Did you hear that NPR piece with the Australian (New Zealand?) guy talking about sortition? (To learn more about it, I initially Googled “sautition” because of that adorable accent.)
Anyway, turns out sortition is a political tool that was used in some ancient Greek city states, including Athens, the birthplace of authentic democracy. Sortition involves choosing representatives randomly, rather than via election. It allows for genuine representation, so the random selection of officials can mirror the society represented—e.g., a given political body could, through sortition, include half men, half women; old people and young people; people of various ethnicities, religions, and races. Because of its randomness, a political decision-making body might end up including a poet, a janitor, a retired real estate broker, an arborist, a tattoo artist, a mariner, an exotic dancer, a flautist with the symphony orchestra, a driving instructor, an Episcopalian priest, a dog walker, and a professional surfer. Amen! Given our country’s current feud mentality, it can only be a good thing to get different kinds of people talking and listening to each other.
Here are some advantages of sortition, as I see them, and a couple of concerns:
1. Campaign financing is no longer an issue because you do away with campaigns. Hallelujah!
2. Has anybody else been horrified and nauseated by the role of the electoral college, e.g., in the 2000 election, and the role of Democratic superdelegates, e.g., in the 2016 election? I mean, really, what is the point of voting, if we’re merely children who need the authoritative, Big Daddy oversight of the electoral college and the superdelegates to make sure we get things right? Sortition flips the bird at the electoral college and back room superdelegate collection, and maybe, moves us three giant steps closer to something one might actually, reasonably call democracy. According to The New York Times, superdelegates’ superpowers have been curtailed (though not completely eliminated) since the fiasco of the 2016 election, but still. https://www.nytimes.com/2018/07/11/us/politics/superdelegates-democratic-party.html
3. One of the Philosophy Talk hosts said on the radio the other day that Congressional representatives spend half of every workweek raising funds for re-election. Sortition would do away with that, so Congressional representatives could devote their whole workweek to developing creative solutions and bold, meaningful initiatives that make life better for all Americans instead of blowing smoke up the heinies of the rich and famous. (Here’s a link to a transcript of a This American Life episode that outlines the incredible amount of time congresspeople spend fundraising, and the effects on our political system: https://www.thisamericanlife.org/461/transcript)
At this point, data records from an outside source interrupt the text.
PR #1057, opened 2026-09-14
feat(app): P5b, one persistence effect for every reducer write to a store

stevengonsalvez:
Second staged PR of P5: goal `docs/plans/goals/2026-09-14-p5-hosts-close-slice-2.md`, criterion 2, persistence part; #1035 item 3. Stacked on #1043, which is merged, and rebased on v2 at ddb4ef6d9.

## What changes

```
reducer step ──queues──▶ Effect::Persist(store) ──host, after the step──▶ config::persist::write
                                                      │ Err
                                                      ▼
                                   global.persist_failed {store, error} ──▶ error notice
```

- `Effect::Persist(Persist)` replaces every store `.save()` in `ainb-app/src/app` and `src/components`:
  - the user config (11 sites);
  - favourites (3, including the repo picker, through a `FavoritesChanged` outcome);
  - session labels (3);
  - the onboarding record and its git directories (2);
  - the Claude auth provider (2);
  - the session store's Headroom flag (1).
- The effect carries the whole store when the reducer holds it (`Snapshot<T>`). When the reducer never loaded the record, it carries only the field, and the host sets it under the store's own lock or load.
- The writer is `ainb_app::config::persist::write`, a service every host calls. The terminal host runs it in `effect_host::execute`; `dispatch` only queues.
- A failed write comes back as `global.persist_failed {store, error}` (an unbound row) and becomes an error notice. It never blocks or panics the step.
- `Effect` now derives `PartialEq` only, because `Snapshot<T>` compares through `serde_json`.

## Evidence

- `ainb-app/tests/persistence.rs`: a settings change leaves `config.toml` untouched until the host writes it. A config path the host cannot write (a directory in the file's place) fails, and the report becomes a "Could not save settings" notice.
- `host_side_effects.rs::no_reducer_module_saves_a_store_outside_the_persistence_effect`: a `CALL_SITES`-style fence over `app/` and `components/`. It allows no `.save()`; the remaining `.save_to(` and `fs::write(` lines are listed per module with a reason.
- `reports.rs`: the width migration expects the settings write as an effect.
- `sessions_mouse.rs` and `home_sidebar_mouse.rs` run the effects as the host does before reading the file.

## Behaviour changes

- A label rename closes even if the label file then fails to write. The failure is a notice.
- Finishing onboarding no longer aborts when the onboarding record fails to write.
- Notices that waited on a write now show when the step runs.

## Not in this PR (recorded in the goal doc)

- Session defaults (5 lines) and the skill manifest (3) are still written from reducer modules, because the same step or the next key reads them back. They are listed in the fence.
- Files that are not stores (snapshots, markers, recovery archives) are also listed.

## Gates (local, lane F box)

- `cargo nextest run -p ainb-app --features test-support`: 1831 pass.
- `cargo nextest run -p ainb -E 'not binary(/tripwire/)'`: 1163 pass. One test failed only because the fixture binary was gone after `cargo clean`; it passed after building `ainb-plugin-runtime`.

CI: all checks green on b8a33f860 (25 pass, including core-tripwires, hangar-e2e ubuntu and macos, Contracts; ainb-acp skips as not relevant to the change, and the opt-in chat bus smoke skips).

## Shared files

- `ainb-app/src/app/state.rs`, `events.rs` and `effect.rs`: lane K is off `state.rs` and `events.rs`.
- `ainb-core/src/effect_host.rs`.


stevengonsalvez:

**High: stale auth status shown right after selecting an auth method.** `AppEvent::OnboardingAuthSelect` in `ainb-app/src/app/events.rs:6714-6716` and `:6784-6787` now queues `state.persist(Persist::ClaudeAuthProvider(...))` instead of the old synchronous `AppConfig::load()/save()`. The same handler then calls `o.refresh_auth_statuses()` synchronously at `events.rs:6737` and `:6793`, in the same reducer step, before the host has run the queued effect. `refresh_auth_statuses()` (`ainb-app/src/components/onboarding/state.rs:734-741`) reads the provider back with a fresh `AppConfig::load()` to decide whether Claude shows as "API key" or "sign-in", so it reads the pre-selection value off disk and caches the old provider right after the user picks System Auth or enters an API key. It self-corrects only when something else calls `refresh_auth_statuses()` again after the flush. Before this PR the closure saved synchronously, so this is a regression from queuing the write. Fix: update the in-memory field `refresh_auth_statuses` reads at queue time so the same-step read sees the pending value, or move `refresh_auth_statuses()` to the persist completion path.

**Checked and ruled out:**
- `Persist::OnboardingGitDirectories` (field-only, read-modify-write at execution time) queued in the same step as `complete_onboarding()`'s whole-record `Persist::Onboarding(Snapshot)`: `onboarding_config_from_state` rebuilds `git_directories` from the same `state.get_valid_directories()` and effects run in queued order, so the snapshot matches. Not a bug.
- `FavoritesChanged` and the sidebar favourite path build their `Snapshot` from state already mutated earlier in the same call; no stale snapshot.
- `Persist::SessionHeadroom` goes through `SessionStore::mutate`: lock, reload, mutate, save atomically (tmp plus rename). Correct.
- `tests/persistence.rs` calls `config::persist::write` directly and checks the file, not only that the effect was queued.

Favourites, session labels, `AppConfig` snapshot round trips, the `host_side_effects.rs` source guard and the `persist_failed` plumbing look consistent and tested.

**Verdict: MERGE AFTER FIXES** (one real regression).

stevengonsalvez:

**Verdict: CAUTION.** Confidence 7/10. The seam is the right shape for D1, but three of the seven `Persist` variants encode read-modify-write storage semantics, and nothing in the crate lets a host choose where the files go.

Good: the fence (`tests/host_side_effects.rs:470-486`) is a ratchet with reasons, `tests/persistence.rs` checks the flow (file untouched until the host writes) rather than wiring, and `dispatch` never blocks on disk.

### Concerns, ranked

| # | Concern | Evidence |
|---|---------|----------|
| 1 | **No config-root seam.** A `Persist` carries no root; `persist::write` resolves every path itself through `dirs::home_dir()`. A host with a different config root can only redirect by setting `HOME` for its process, and that is nowhere written down. | `config/persist.rs:13-39`, `config/mod.rs:2181`, `config/mod.rs:2408-2410` |
| 2 | **Field-only variants put storage merge semantics in the state machine.** `OnboardingGitDirectories` means "load the record, set this field, save it"; a host that stores the record differently cannot honour it. Worse, `ClaudeAuthProvider` writes disk without updating `state.config.app_config`, so any later `persist_app_config` writes the whole in-memory config and reverts the provider. Pre-existing, now sanctioned by the enum. | `app/effect.rs:110,113,116`, `config/persist.rs:21-29`, `app/state.rs:3213-3217` |
| 3 | **Headroom check and write are no longer atomic.** The reducer reads under `SessionStore::lock()` and drops the guard at the block's end; the host takes a fresh lock inside `SessionStore::mutate`. Previously load-inspect-mutate-save sat under one lock, and `sessions.json` has other writers. | `app/state.rs:12536-12567`, `config/persist.rs:30-38` |
| 4 | **No coalescing, and whole-store writes are last-writer-wins.** `run_effects` drains FIFO with no dedup, so a step that queues the config twice writes it twice. The snapshot dates from the reducer's load, so the flock prevents torn files, not lost updates. Two processes (D1 sidecar plus the TUI) on one `config.toml` is the D15 case, and the concurrency matrix only gates after P6. | `ainb-core/src/main.rs:1464-1478`, `config/mod.rs:2181-2192`, spec 2026-09-04 line 353 |
| 5 | **`persist_failed` shows but cannot recover.** The report carries a display name ("settings"), not the effect, and nothing retries. Whole-store variants heal on the next change to that store; the field-only ones are lost behind a toast. | `app/reports.rs:371-377`, `app/events.rs:3982-3985` |
| 6 | Blocking `flock` runs synchronously in the executor. Equal to the old reducer save, not a regression, but D1's sidecar inherits it. | `config/lock.rs:58`, `effect_host.rs:69` |

Simpler alternative for 2: load those three records into state where the reducer changes them, then the enum is five snapshot variants and `persist::write` has no load path. For 3: compare-and-set by carrying the expected prior value.

### Criteria worth filing
1. `Persist` runs against a host-supplied config root, or the effect doc and goal doc state in one line that `HOME` is the seam.
2. Field-only variants become whole-store, or state mirrors the field so a later snapshot cannot revert it (test: set provider, toggle a UI preference, provider survives).
3. Headroom carries its expected prior value, or the guard moves inside the effect.
4. Write the coalescing rule down (last write per store wins in a drain) with a test.
5. `persist_failed` carries a machine store id and a retry path, or the doc states the dirty-state policy.

stevengonsalvez:
## Code review (full report)

| Metric | Result |
|---|---|
| Overall | Needs work |
| Security | A |
| Maintainability | B |
| Tests of new behaviour | partial |
| Verdict | MERGE AFTER FIXES |

### Blocking

1. **`events.rs:6712` plus `:6737`, and `:6786` plus `:6793`, read the provider back in the same step.** Both arms queue `Persist::ClaudeAuthProvider`, then call `refresh_auth_statuses()`, which loads `claude_provider` from disk (`components/onboarding/state.rs:741`). The host has not written yet, so the Claude row shows the previous method after the user picks one; it self-heals only on re-entering the step. Before this PR the write landed first. Fix: set `state.config.app_config.authentication.claude_provider` in memory and pass the provider into `refresh_auth_statuses` instead of `AppConfig::load()`.
2. **`save_keys(` writes `config.toml` from reducer modules and the fence cannot see it.** Four reducer-reachable sites remain: `app/events.rs:2275`, `:5783`, `:5832`, `:5880`. `DISK_WRITE_PATTERNS` at `tests/host_side_effects.rs:230` lists only `.save()`, `.save_to(`, `fs::write(`, so these are neither routed through `Effect::Persist` nor counted, and a new one passes silently. That breaks criterion 2 ("every store the reducer writes") and the guard claim. Fix: add `".save_keys("` to the pattern list and route the four sites through the effect (or list them with a reason if deliberately deferred).

### Major

3. **`state.rs:3212` `persist_app_config` writes the whole file from the startup snapshot.** `config/mod.rs:2205` documents this as the #987 revert-another-writer path, which is why `save_keys` exists. Deferring the write also widens the window: an `AttachTerminal` effect ahead of it in the same `run_effects` queue blocks until the user detaches, and the snapshot written then is that old. Fix: make the variant carry the changed dotted keys and call `save_keys`.
4. **`config/persist.rs:25` sets the provider on disk only.** The in-memory config is never updated, so any later `persist_app_config` reverts the provider the user chose (onboarding completion does exactly that). One-line fix alongside finding 1.
5. **`ainb-core/src/effect_host.rs:69` is untested.** `tests/persistence.rs` and both mouse tests call `config::persist::write` directly, so nothing exercises the executor arm or the `persist_failed` round trip back through `dispatch`. Fix: one test that runs a `Persist` through `execute` with an unwritable path and asserts the returned intent.

### Minor

- `state.rs:12538` `let mut store` is no longer mutated.
- `config/persist.rs:33` returns `Ok(())` when the session is gone from the store; say so in the doc or report it.
- `events.rs:2099` writes favourites only if `pick_repo_state` still exists; carry `Snapshot<FavoritesStore>` on `FavoritesChanged` so the write cannot be forgotten.
- `config/persist.rs:19` `unwrap_or_default()` writes a fresh record if the load errors, dropping `completed`. Pre-existing.
- A persistently unwritable config now raises one error notice per width-drag release, where it used to be a `tracing::warn`.

### Positive

- `SessionStore::mutate` keeps the Headroom flag a locked read-modify-write, so the S-A two-writers guarantee holds.
- `run_effects` at `main.rs:1484` is the single funnel; no dispatch site drops effects.
- Fence counts check out against the head tree, and the atomic `write_atomic` path is untouched.
- Hygiene clean: 18 commits, one file each, no trailers, no em-dashes on authored lines.

stevengonsalvez:

**Verdict: MERGE AFTER FIXES.** Two small fixes, one auth-relevant. No secret exposure, no path escape, locking and atomic writes intact. Findings 1, 3 and 4 are pre-existing code moved verbatim; this PR is the one place to fix them.

### [MEDIUM] The provider write is a full-file save, so it clobbers other keys and gets silently reverted
`ainb-app/src/config/persist.rs:25-29` (also `:20-24`). `AppConfig::load()` runs outside the config lock, then `save()` overlays every modelled section from that copy. Two effects: another TUI's change to any modelled key is reverted, and `state.config.app_config` (loaded once at `app/state.rs:3225`, never refreshed) still holds the startup provider, so the next `persist_app_config()` from any UI toggle rewrites the old value. If the user picks SystemAuth to stop API key injection, a later sidebar drag can put ApiKey back on disk and the key is injected again. Fix: write the one key, the way the Config screen already does at `app/events.rs:5835` (`config.save_keys(&["authentication.claude_provider".to_string()])`). Test: a provider field write followed by a whole-config snapshot holding the old provider; the field survives.

### [MEDIUM] The fence misses the writers reducers actually still use
`ainb-app/tests/host_side_effects.rs:229` (`DISK_WRITE_PATTERNS`). The ratchet is exact-equality, so a reappearing `.save()`, `.save_to(` or `fs::write(` does fail the test. But `save_keys(`, `save_external_keys(`, `save_tree_expansion(` and `save_preset(` are not patterns, and seven such writes to `config.toml` still sit in reducer arms (`app/events.rs:2236,2244,5389,5738,5787,5835`, `components/new_session/configure.rs:1403`). Fix: add those four spellings to `DISK_WRITE_PATTERNS` and record the remaining counts in `REDUCER_DISK_WRITES`.

### [LOW] The new session-store writer reverts the file's mode
`ainb-app/src/interactive/session_manager.rs:1249-1256`. `SessionStore::save` writes a fresh temp file under the umask and renames, so a `chmod 600 sessions.json` becomes 0644 on the next Headroom toggle. Fix: `crate::config::write_atomic`, which carries the mode over and defaults new files to 0600. Test: chmod 600, run the Headroom persist, assert the mode.

### [LOW] A corrupt onboarding record is replaced rather than refused
`persist.rs:21`: `unwrap_or_default()` drops `completed` and `version` on a parse error; `read_existing` refuses exactly this for `config.toml`. Fix: propagate the load error. Test: write invalid TOML, assert the write fails and the bytes are unchanged.

### Clean
- Paths: every target comes from `dirs::home_dir()` or `AINB_HOME`; the only path-shaped payload, `OnboardingGitDirectories`, is written as data.
- Locks and atomicity: all four file stores lock then temp-write and rename; `SessionStore::mutate` loads under the lock, so Headroom has no lost update.
- Payload: `AppConfig` models no secret; `Effect` is not `Serialize`, absent from `src/wire`, never Debug-logged by the host.
- Notice: `anyhow` display gives one context line; worst case is the absolute config path.

stevengonsalvez:
## Review of b8a33f860: merge after fixes

Four passes (code, design, security, peer) agree the seam is the right shape and the fence is a real ratchet. All four converge on one defect: the Claude auth provider is written as a whole-file save from a stale copy and read back before the host writes, so the onboarding row shows the old method and a later UI toggle reverts the choice on disk (auth-relevant). Ten items, each its own one-file commit, in this PR:

1. Provider: set `state.config.app_config.authentication.claude_provider` in memory at queue time, pass the provider into `refresh_auth_statuses` instead of `AppConfig::load()`, and make `persist::write` for `ClaudeAuthProvider` call `save_keys(&["authentication.claude_provider"])`. Tests: the same-step status shows the chosen method; a field write followed by a whole-config snapshot holding the old provider keeps the field.
2. Fence: add `save_keys(`, `save_external_keys(`, `save_tree_expansion(` and `save_preset(` to `DISK_WRITE_PATTERNS`, and route the reducer `save_keys` sites (`events.rs:2236,2244,2275,5389,5738,5783,5787,5832,5835,5880`, `configure.rs:1403`) through a `Persist::AppConfigKeys(Vec<String>)` variant, or list any that stay with a reason.
3. `persist_app_config` (`state.rs:3212`) carries the changed dotted keys and calls `save_keys`, not a whole-file write from the startup snapshot (the #987 revert path).
4. Headroom: `Persist::SessionHeadroom` carries the expected prior value and `SessionStore::mutate` compares before setting, or the decision moves inside the effect.
5. `SessionStore::save` writes through `write_atomic` so the file mode survives (test: chmod 600, toggle, assert 0600).
6. Onboarding: propagate the load error instead of `unwrap_or_default` (test: invalid TOML leaves the bytes unchanged and the write fails).
7. One executor test: run a `Persist` through `execute` with an unwritable path and assert the `persist_failed` intent round trip through `dispatch`.
8. Coalescing: last write per store wins within one drain (dedup in `run_effects` or the reducer), with a test that a step queuing the config twice writes once with the final state.
9. `persist_failed` carries a machine store id, and the effect doc states the dirty-state policy (whole-store variants heal on the next change; field-only writes need a retry or are reported as lost).
10. Docs and small: state in the effect doc and the goal doc that `HOME` / `AINB_HOME` is the config-root seam for a host; `FavoritesChanged` carries `Snapshot<FavoritesStore>`; drop the unused `mut` at `state.rs:12538`.

The four full reports are the comments above. P5c opens after this merges.

stevengonsalvez:
Fixes for "Review of b8a33f860", head `5c99cf50e`. One file per commit. Several items change the same files, so each item lists the commits that carry it.

The shape changed, agreed with the orchestrator: every config write is `Persist::AppConfig { config, keys }` through `save_keys`, and `Persist::ClaudeAuthProvider` is gone. The reducer sets the provider on its own config and queues that one key.

1. Provider:
   - `46cc94136` events.rs: onboarding and the auth popup set `authentication.claude_provider` in memory and queue it as a key.
   - `d3c41bdfd` onboarding/state.rs: `refresh_auth_statuses(&ClaudeAuthProvider)` reads the reducer's value, not `AppConfig::load()`.
   - `81d543622` persist.rs: `save_keys` for the config.
   - Tests in `f397bae44` persistence.rs:
     - `the_onboarding_status_shows_the_method_chosen_in_the_same_step`
     - `a_provider_write_survives_a_later_write_from_a_stale_copy`
2. Fence:
   - `d37766ee7` host_side_effects.rs: `DISK_WRITE_PATTERNS` adds `save_keys(`, `save_external_keys(`, `save_tree_expansion(` and `save_preset(`. `components/new_session/configure.rs` is listed with 1 line (the Ctrl+S preset, which the same step adds to the list and selects).
   - `46cc94136` events.rs: the Config screen's keys, its external keys (`Persist::ConfigExternalKeys`), the tree expansion and the three auth popup provider sites are routed through the effect.
3. `persist_app_config(keys)`:
   - `a817f63ef` state.rs and `46cc94136` events.rs: every site names the keys it changed.
   - Onboarding completion names `preferred_editor` only when one was chosen, so an unset editor does not remove the user's key.
   - The width migration names the legacy keys so they are removed.
   - `a205321a7` reports.rs test expects the keys.
4. Headroom:
   - `83c94bf39` effect.rs: `SessionHeadroom { tmux_session, expected, enabled }`.
   - `81d543622` persist.rs: sets the flag only while it still reads `expected`, otherwise it is reported.
   - `a817f63ef` state.rs: queues `expected: true`.
   - Test `a_headroom_write_does_not_overwrite_a_switch_that_moved` (`f397bae44`).
5. `c5b3821d3` session_manager.rs: `SessionStore::save` goes through `config::write_atomic`. Test `the_session_store_keeps_its_mode_through_a_write` (chmod 600, toggle, 0600).
6. `81d543622` persist.rs: the onboarding load error propagates. Test `a_git_directories_write_leaves_an_unreadable_onboarding_record_alone` (the bytes are unchanged and the write fails).
7. `5c99cf50e`: `persist_executor::a_failed_store_write_comes_back_through_dispatch_as_a_notice`. It runs `effect_host::execute` with a fixed-viewport terminal and a directory in place of `config.toml`, then dispatches the report and expects the notice.
8. Coalescing:
   - `83c94bf39` effect.rs: `Persist::coalesce` and `EffectOutbox::push_persist`. Keyed writes take the union of keys and the later values; whole stores take the later store; Headroom keeps the first `expected` and the last setting.
   - `a817f63ef` state.rs: `AppState::persist` goes through it.
   - Test `a_step_that_changes_a_store_twice_writes_it_once_with_the_final_state`.
9. Store id and policy:
   - `83c94bf39` effect.rs: `Persist::store_id` and `store_label`, plus the dirty-state policy in the `Effect::Persist` doc (whole stores heal on the next change; keyed and field writes are lost until that setting changes again; no retry).
   - `e7fc1483a` reports.rs: `persist_failed(store_id, error)`.
   - `380b43f21` effect_host.rs passes the id.
   - `46cc94136` events.rs: the notice uses the label.
10. Docs and small:
    - `83c94bf39` effect doc and `8ba2ec13a` goal doc: the `HOME` / `AINB_HOME` config-root seam.
    - `1a6a17e69` pick_repo.rs: `FavoritesChanged { message, favorites: Snapshot<FavoritesStore> }`.
    - `a817f63ef` state.rs: drops the unused `mut`.
    - `0bc0b3251`: `config_screen_merge_save` runs the queued writes as the host does.

Local gates:
- ainb-app: 1837 pass. The two `config_screen_merge_save` tests are included and green after `0bc0b3251`.
- ainb non-tripwire: 1164 pass.
- `tripwire_core_sessions_screen`, `sessions_mouse` and `home_sidebar_mouse`: 12 pass.
- `persist_executor`: 1 pass.
- fmt: clean.

stevengonsalvez:
## Verification of the ten fixes (b8a33f860..5c99cf50e): MERGE

Design change confirmed: `Persist::ClaudeAuthProvider` is gone; every config write is `Persist::AppConfig { config, keys }` through `save_keys`.

1. Provider: FIXED. `events.rs` sets `authentication.claude_provider` in memory then queues the one key at all five sites (`46cc94136`); `refresh_auth_statuses(&ClaudeAuthProvider)` at `components/onboarding/state.rs:736` takes the reducer's value (`d3c41bdfd`); `config/persist.rs:17` calls `save_keys(keys)` (`81d543622`). Both tests in `f397bae44`, including the stale-copy case.
2. Fence: FIXED. `tests/host_side_effects.rs:235` adds the four spellings (`d37766ee7`); zero `save_keys(`, `save_external_keys(`, `save_tree_expansion(` under `src/app` and `src/components`; the one `save_preset(` at `configure.rs:1403` is listed with a reason.
3. Keyed config write: FIXED. `state.rs:3218` `persist_app_config<K>(keys)` returns early on empty and queues `AppConfig { config, keys }` (`a817f63ef`); every caller names its dotted keys.
4. Headroom: FIXED. `effect.rs:135` carries `expected` (`83c94bf39`); `persist.rs:32` sets the flag only while it still reads `expected`, else "changed since it was read".
5. Mode: FIXED. `session_manager.rs:1254` writes through `config::write_atomic` (`c5b3821d3`); test chmods 600, toggles, asserts 0600.
6. Onboarding load error: FIXED. `persist.rs:28` propagates (`81d543622`); test asserts the write fails and the bytes are unchanged.
7. Executor test: FIXED. `ainb-core/tests/persist_executor.rs` (`5c99cf50e`) puts a directory where `config.toml` goes, runs `effect_host::execute`, dispatches the report, asserts the "Could not save settings:" notice.
8. Coalescing: FIXED. `Persist::coalesce` plus `EffectOutbox::push_persist` at `effect.rs:409` (`83c94bf39`); three-change test asserts one effect with the key union and final values. Per step, not across steps in one host drain, and the doc says so.
9. Store id and policy: FIXED. `effect.rs:143` `store_id`; `reports.rs:374` and `effect_host.rs:71` pass it; the `Effect::Persist` doc states the dirty-state policy.
10. Docs and small: FIXED (`8ba2ec13a`, `1a6a17e69`).

Hygiene: 15 one-file commits, no attribution trailers.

4. For most of my adult life, I typically have not seen my ideas or values “represented” by my “representatives.” As a person who desires radical protection for the natural world; who favors a revamped understanding of what we mean by and want from education; and who believes work as we’ve conceived it is killing many of us—and thus needs revisiting—I am unrepresented. I suspect there are others like me who feel similarly.
5. Sortition potentially provides some airplay for the most important kind of diversity—diversity of opinion. Did you know that all nine Supreme Court justices attended either Harvard or Yale Law School? If you accept the idea that institutions of higher learning have their own cultures, and that attendees of those institutions, at least to some degree, become inculcated in those cultures, that suggests an unfortunately high degree of cultural homogeneity that our Supreme Court brings to bear on issues that affect our whole country, with its broad geographic, cultural, and socioeconomic diversity. (I’m not suggesting that we use sortition to choose Supreme Court justices. Rather, I am making a point about the unfortunate sameness, in one important respect, of people who hold positions of great influence and power in our country.) Let’s really get the party started—with a broad, respectful conversation that includes many, diverse opinions. Maybe sortition could help nudge us in that direction.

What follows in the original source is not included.